Depois de um início de atividades dominado pela Ferrari nos treinos livres, Antonelli interrompeu a hegemonia da equipe italiana na classificação ao conquistar sua quarta pole position em seis corridas na temporada. No dia seguinte, transformou a vantagem inicial em uma vitória incontestável.

O desempenho foi ainda mais significativo porque muitos acreditavam que as características de Mônaco — curvas lentas, baixa dependência de potência e pouca degradação dos pneus — poderiam reduzir a vantagem da Mercedes sobre a Ferrari. Mas Antonelli ignorou todas as projeções.

Naquele momento, o italiano já acumulava quatro vitórias consecutivas e liderava o campeonato. Mas Mônaco acrescentou uma nova camada de prestígio à campanha. Os números ajudam a explicar por quê.

Ainda em sua temporada de estreia, Antonelli tornou-se o piloto mais jovem da história a liderar uma corrida de Fórmula 1 e também o mais jovem a registrar a volta mais rápida de um Grande Prêmio, superando marcas anteriormente pertencentes a Max Verstappen. O salto definitivo, porém, ocorreu na atual temporada.

No Grande Prêmio da China, aos 19 anos, 6 meses e 17 dias, conquistou a pole position e tornou-se o piloto mais jovem da história a largar na frente em uma corrida de Fórmula 1, quebrando um recorde que pertencia a Sebastian Vettel desde 2008.

Em um esporte acostumado a revelar talentos precoces, a palavra “fenômeno” costuma ser usada com cautela. No caso de Antonelli, ela encontra respaldo nos fatos. Recordista de precocidade, vencedor de corridas, líder do campeonato e protagonista de atuações que muitos pilotos levam anos para alcançar, o italiano já ocupa um espaço reservado a poucos.

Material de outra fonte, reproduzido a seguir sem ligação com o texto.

PR #6908, opened 2021-08-03
fix: Hide unwatched topics from the recent posts pages

live627:
Move the unwatched predicates from `LEFT JOIN`ed tables to the `WHERE` clause to ensure that the value is picked up as intended. Use `COALESCE` for when the row/value does not exist.

Fix #6907

Signed-off-by: John Rayes <live627@gmail.com>

PR #7548, opened 2022-09-25
Unwatched fix

### LINKED ISSUE #7402: Not Watching vs Unread topics
#### Description
Arantor reported it on the Bug Reports board:
https://www.simplemachines.org/community/index.php?topic=581574.0

> There are topics on this site I don't care to read - some mod specific topics for example. I've marked them 'not watching' and they don't show up in the regular unread topics. And they don't show up in updated topics, which is ideal.
> 
> But they show up in all unread because they're unread.
> 
> What I'm getting at is that all unread should respect unwatched the way regular unread does.

sbulen:
This extends pr #6908 logic to the temp table (log_topics_unread) used during "ALL UNREAD TOPICS" processing as well.  #6908 fixed "Recent Unread Topics", but not "All Unread Topics".  

This addresses the issue from the forum:  https://www.simplemachines.org/community/index.php?topic=582135.0

The bottom line is that when determining if something is unwatched, you have to have the unwatched field accessible to the query...  It's a little counterintuitive here, though, since the table is normally telling you what you are watching.  BUT...  That same table also tells you when you are explicitly not watching something also...

Note that the temp table log_topics_unread is only used when doing an "ALL UNREAD TOPICS", not when doing an "RECENT UNREAD TOPICS"...  For the issue to be visible, you need to click on "Unread Posts" then subsequently click on the "ALL UNREAD TOPICS" button.  

Initial testing looks good.

@live627 , I'd appreciate your input.

Also...  Fixes #7402

### DIFF
--- a/Sources/Recent.php
+++ b/Sources/Recent.php
@@ -824,13 +824,13 @@ function UnreadTopics()
 			CREATE TEMPORARY TABLE {db_prefix}log_topics_unread (
 				PRIMARY KEY (id_topic)
 			)
-			SELECT lt.id_topic, lt.id_msg
+			SELECT lt.id_topic, lt.id_msg, lt.unwatched
 			FROM {db_prefix}topics AS t
 				INNER JOIN {db_prefix}log_topics AS lt ON (lt.id_topic = t.id_topic)
 			WHERE lt.id_member = {int:current_member}
 				AND t.' . $query_this_board . (empty($earliest_msg) ? '' : '
 				AND t.id_last_msg > {int:earliest_msg}') . ($modSettings['postmod_active'] ? '
-				AND t.approved = {int:is_approved}' : '') . ' AND lt.unwatched != 1',
+				AND t.approved = {int:is_approved}' : ''),
 			array_merge($query_parameters, array(
 				'current_member' => $user_info['id'],
 				'earliest_msg' => !empty($earliest_msg) ? $earliest_msg : 0,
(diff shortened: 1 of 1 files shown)


Bopske:
Tested the fix on my forum and this solves the problem I have been having.

Sources/Recent.php
```diff
@@ -911,6 +912,7 @@ function UnreadTopics()
 				AND t.id_last_msg >= {int:min_message}
 				AND COALESCE(lt.id_msg, lmr.id_msg, 0) < t.id_last_msg' . ($modSettings['postmod_active'] ? '
 				AND ms.approved = {int:is_approved}' : '') . '
+				AND COALESCE(lt.unwatched, 0) != 1
```
albertlast, line 915: possible performance degradation,
someone with a big dataset/setup should test this coalesce approache.

live627: Why? Concerned that it won't use the index?

albertlast: this concerns didn't exists,
since the awnser is known -> it can't use a index.
the question is,
do it matter that no index can be used.

live627: There was never an index on this column to begin with.

live627 (approved):
Tested and fixes the issue.

Sources/Recent.php
albertlast: yea i know, but still someone had to test if the new filter had somekind of negativ impact,
in this cases where filter didn't happen before.

sbulen:
Thanks @live627 !

This fix was tested on two pretty large forums - one with ~245K messages and one with ~300K messages.  No performance issues.  I think we're good.

I do think it's possible to get a performance hit, but only under unusual circumstances, e.g., a user with 100K+ unread messages and thousands of watched/unwatched topics.  But that would be a real edge condition, and even then I suspect the hit would be minor.

albertlast:
instead of using:
```sql
AND COALESCE(lt.unwatched, 0) != 1
```
to use:
```sql
AND (lt.unwatched != 1 or lt.unwatched is null)
```
would allow the database to had a better understand what you request and could better optimize the query when needed.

Porém, se dentro do carro ele coleciona recordes e atuações dignas de veterano, fora dele ainda existe uma curiosidade não resolvida. Apesar de carregar o nome de Kimi Räikkönen desde o nascimento, Antonelli nunca conseguiu ter uma conversa com o finlandês.

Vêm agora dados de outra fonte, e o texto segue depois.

PR #7550, opened 2022-09-28
Updates time zone data to match current TZDB

Sesquipedalian:
Release 2022b of the TZDB includes a rename of `Europe/Kiev` to `Europe/Kyiv`. This PR updates SMF to match.

See https://data.iana.org/time-zones/tzdb/NEWS

Also expands our coverage for time zone fallbacks. This helps to improve time zone support on forums running on older versions of PHP and therefore of the time zone database.


sbulen:
@Sesquipedalian - is this one ready for review?  (I see you added some changes.)

Sesquipedalian:
Actually, I think a few fixes are still needed. My previous testing missed some things. I'll @ you when it is ready. 🙂

Sesquipedalian:
@sbulen, this is ready for review now. I suggest testing on PHP 7.0.0 (or the earliest version after 7.0.0 that you have available to you), since the relevant code will only kick in when using an outdated version of the TZDB.

sbulen (approved):
LGTM.

Tested on php 7.1/mysql 5.7.   Kyiv would come up as EEST/EET.

(For some reason couldn't get my php7.0.33 env up & running...🙄)

PR #7554, opened 2022-10-01
MySQL remove NO_AUTO_CREATE_USER

### LINKED ISSUE #7552: MySQL 8+ - SQL_MODE not getting properly set
#### Description
Noticed that in my MySQL 8+ test environments, SQL_MODE wasn't getting set...

At issue is this line:
https://github.com/SimpleMachines/SMF/blob/7401bafa89dcea72cdcd3da60372f58d0e2031b2/Sources/Subs-Db-mysql.php#L108

If run manually, I get the error: "1231 - Variable 'sql_mode' can't be set to the value of 'NO_AUTO_CREATE_USER'"

This appears to be a new edit in 8.0; this works fine in my 5.7 environment.  Since the response isn't getting checked, it is failing silently.  The SQL_MODE isn't getting set at all; it will remain set to whatever the environment default is.  Thus, users may see different symptoms/behavior (as in #7508 - some folks saw ONLY_FULL_GROUP_BY behavior & some didn't...).

- Database Type: mysql
- Database Version: 8.0+
- PHP Version: any

Found this testing #7517 & #7508

albertlast:
Since the setting create issues #7552 and
only define the bahavior of replication: https://stackoverflow.com/questions/71110454/no-auto-create-user-in-mysql-8-0
this should be dropped.

fixes: #7552


sbulen (approved):
Thanks!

Questionado sobre isso durante uma entrevista coletiva no GP do Bahrein do ano passado, revelou uma experiência que explica perfeitamente a fama do ex-piloto.

“A primeira vez que o encontrei, entendi por que o chamam de Iceman. Eu me aproximei muito animado, mas ele não teve nenhuma reação. Apesar disso, acho que é um cara legal. Nunca tive a chance de ter uma conversa adequada com ele, mas adoraria. Acho que seria repleta de ótimos conselhos sobre corridas”, destacou.

Räikkönen construiu sua imagem na Fórmula 1 por meio de respostas curtas, sinceridade quase brutal e uma impressionante resistência aos holofotes. Foi assim que nasceu o apelido de “Homem de Gelo”, uma marca que atravessou toda a sua carreira. A ironia é que os dois Kimis parecem feitos de “matérias-primas” opostas.

Enquanto Räikkönen se tornou símbolo da frieza e do silêncio, Antonelli conquistou o paddock pela simpatia, educação e humildade. Mas existe algo que ambos compartilham: uma velocidade capaz de transformar um nome em história. E, neste momento, a história mais fascinante da Fórmula 1 pertence ao jovem italiano.